NAME
Sub::Genius::Example - Practical and exploratory examples of Sub::Genius plans
INTRODUCTION
This document presents a curated collection of Sub::Genius plans intended to demonstrate how declarative concurrency can be expressed clearly, correctly, and usefully in plain Perl.
The examples range from immediately practical to deliberately non-intuitive. Some mirror common real-world concurrency patterns; others are included to expose edge cases, equivalence properties, and deeper semantics of Parallel Regular Expressions (PREs).

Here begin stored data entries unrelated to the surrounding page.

PR #12329, opened 2020-09-05
Rename the `--outline-...` CSS variables to `--treeitem-...` instead (PR 11077 follow-up)

Snuffleupagus:
Given that the outlineView/attachmentsView/layersView all share a common base-class and CSS rules, see PRs 12169 and 12170, the names of the CSS variables in question feels slightly strange now.


timvandermeij (approved):

timvandermeij:
Looks better!

PR #12331, opened 2020-09-06
[api-minor] Only support browsers/environments that have *basic* support for `Promise` natively

Snuffleupagus:
Based on https://developer.mozilla.org/en-US/docs/Web/JavaScript/Reference/Global_Objects/Promise#Browser_compatibility and https://caniuse.com/#feat=promises, all even remotely modern browsers already support *basic* `Promise` functionality natively.

The only reason for keeping the `Promise` polyfill (at all) is to be able to support recent additions to the specification, such as e.g. `finally` and `allSettled`.
Note that this patch will, on its own, remove support for IE 11/Edge (non-Chromium based) in both the general PDF.js library and the default viewer.


timvandermeij (approved):

timvandermeij:
Looks good; thanks!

All examples are executable under Sub::Genius, and all plans describe sequentially consistent execution in Perl’s uniprocess runtime.
READING GUIDE
You can read this document in several ways:
As a cookbook of ready-made concurrency patterns
As a reference for designing correct execution plans
As an exploration of equivalence and transformation of plans
As a bridge between theory and real systems (AI, graphics, pipelines)
BASIC CONCURRENCY PATTERNS
Total Ordering (Baseline)
my $plan = q{ A B C };
Meaning: A must run before B, which must run before C.
This is equivalent to a traditional, linear call chain and serves as a baseline for comparison.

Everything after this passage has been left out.